PROBLEM DESCRIPTION: Which lines run from the one containing "Enable and configure the production logging" to the end of the entries? Copy them exactly, both ends included, and give nothing else.

___ DATASET RECORDS ___

PR #35, opened 2015-03-30
Configure logging

colinbruce:
Enable and configure the production logging


dotemacs:
If this is the approach we've taken previously, then merge away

___

OUTPUT OF THE EXERCISE:
Enable and configure the production logging


dotemacs:
If this is the approach we've taken previously, then merge away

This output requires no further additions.